= Work instructions =
Copy each line of the material beneath that holds the word "shutdown".

= Exercise inputs =
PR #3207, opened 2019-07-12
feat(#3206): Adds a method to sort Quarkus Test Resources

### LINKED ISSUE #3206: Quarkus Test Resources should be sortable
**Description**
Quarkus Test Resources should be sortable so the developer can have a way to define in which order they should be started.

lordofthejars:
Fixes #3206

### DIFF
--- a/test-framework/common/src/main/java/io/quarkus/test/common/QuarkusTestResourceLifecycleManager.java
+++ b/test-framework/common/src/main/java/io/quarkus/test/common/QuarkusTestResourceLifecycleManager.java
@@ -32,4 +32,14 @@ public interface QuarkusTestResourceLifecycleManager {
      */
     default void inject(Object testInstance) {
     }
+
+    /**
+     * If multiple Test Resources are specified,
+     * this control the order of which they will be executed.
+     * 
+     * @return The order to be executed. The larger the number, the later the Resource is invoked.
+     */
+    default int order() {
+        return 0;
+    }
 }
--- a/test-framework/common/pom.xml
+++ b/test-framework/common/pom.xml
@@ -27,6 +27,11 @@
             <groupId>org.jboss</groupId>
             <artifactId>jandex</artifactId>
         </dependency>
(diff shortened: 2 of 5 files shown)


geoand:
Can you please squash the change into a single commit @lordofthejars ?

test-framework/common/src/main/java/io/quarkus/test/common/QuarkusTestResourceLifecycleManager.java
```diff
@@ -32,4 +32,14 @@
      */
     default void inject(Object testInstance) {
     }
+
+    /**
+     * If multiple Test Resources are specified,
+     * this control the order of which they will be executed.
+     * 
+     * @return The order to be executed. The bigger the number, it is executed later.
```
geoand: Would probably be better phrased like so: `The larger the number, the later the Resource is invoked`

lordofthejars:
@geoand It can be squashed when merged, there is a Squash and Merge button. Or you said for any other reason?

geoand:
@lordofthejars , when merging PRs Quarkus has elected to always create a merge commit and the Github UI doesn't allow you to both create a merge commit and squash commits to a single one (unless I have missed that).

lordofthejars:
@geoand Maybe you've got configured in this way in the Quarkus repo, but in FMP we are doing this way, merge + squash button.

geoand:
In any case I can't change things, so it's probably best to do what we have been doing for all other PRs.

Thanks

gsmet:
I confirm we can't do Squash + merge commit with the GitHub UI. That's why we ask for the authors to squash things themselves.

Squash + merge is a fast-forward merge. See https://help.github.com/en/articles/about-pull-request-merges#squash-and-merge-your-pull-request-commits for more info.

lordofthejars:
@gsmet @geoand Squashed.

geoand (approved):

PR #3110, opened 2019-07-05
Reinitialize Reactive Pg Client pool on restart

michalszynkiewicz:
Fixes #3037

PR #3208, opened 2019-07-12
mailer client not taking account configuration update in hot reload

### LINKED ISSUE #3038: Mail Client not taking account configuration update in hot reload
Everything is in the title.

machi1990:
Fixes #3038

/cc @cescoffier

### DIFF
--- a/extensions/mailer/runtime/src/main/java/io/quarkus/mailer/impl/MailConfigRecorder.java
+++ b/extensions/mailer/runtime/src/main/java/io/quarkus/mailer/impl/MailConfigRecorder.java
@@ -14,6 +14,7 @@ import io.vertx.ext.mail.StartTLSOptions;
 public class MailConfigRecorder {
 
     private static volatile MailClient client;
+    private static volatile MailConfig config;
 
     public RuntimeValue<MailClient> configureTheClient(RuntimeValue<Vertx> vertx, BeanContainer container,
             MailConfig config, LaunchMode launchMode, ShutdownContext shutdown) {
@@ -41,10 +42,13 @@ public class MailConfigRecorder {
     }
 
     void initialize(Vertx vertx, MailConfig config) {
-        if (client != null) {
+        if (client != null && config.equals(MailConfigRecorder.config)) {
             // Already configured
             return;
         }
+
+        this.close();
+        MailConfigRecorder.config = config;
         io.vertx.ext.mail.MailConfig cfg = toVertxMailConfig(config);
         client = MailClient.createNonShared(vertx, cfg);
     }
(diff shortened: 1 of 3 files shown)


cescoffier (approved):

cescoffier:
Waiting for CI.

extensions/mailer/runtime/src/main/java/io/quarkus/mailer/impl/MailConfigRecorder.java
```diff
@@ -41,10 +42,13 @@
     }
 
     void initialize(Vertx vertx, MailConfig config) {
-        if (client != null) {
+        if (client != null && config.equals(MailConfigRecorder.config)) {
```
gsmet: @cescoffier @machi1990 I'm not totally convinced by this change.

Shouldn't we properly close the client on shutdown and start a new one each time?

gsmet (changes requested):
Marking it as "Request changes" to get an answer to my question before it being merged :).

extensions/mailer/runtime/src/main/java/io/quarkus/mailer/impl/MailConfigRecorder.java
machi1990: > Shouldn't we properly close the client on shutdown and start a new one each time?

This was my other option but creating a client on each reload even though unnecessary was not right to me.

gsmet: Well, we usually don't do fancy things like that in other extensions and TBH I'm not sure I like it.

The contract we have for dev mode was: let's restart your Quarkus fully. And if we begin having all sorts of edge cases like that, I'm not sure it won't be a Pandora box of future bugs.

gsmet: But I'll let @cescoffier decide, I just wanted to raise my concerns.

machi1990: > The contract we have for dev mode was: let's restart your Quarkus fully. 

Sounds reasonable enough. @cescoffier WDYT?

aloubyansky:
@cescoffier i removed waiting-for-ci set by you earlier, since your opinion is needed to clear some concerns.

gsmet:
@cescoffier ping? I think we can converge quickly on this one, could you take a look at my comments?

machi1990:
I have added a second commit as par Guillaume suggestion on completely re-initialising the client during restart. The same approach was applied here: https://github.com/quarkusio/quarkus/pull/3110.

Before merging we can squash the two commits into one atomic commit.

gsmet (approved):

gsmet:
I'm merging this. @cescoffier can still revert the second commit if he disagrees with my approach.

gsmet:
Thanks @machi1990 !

= Response =
             MailConfig config, LaunchMode launchMode, ShutdownContext shutdown) {
Shouldn't we properly close the client on shutdown and start a new one each time?
machi1990: > Shouldn't we properly close the client on shutdown and start a new one each time?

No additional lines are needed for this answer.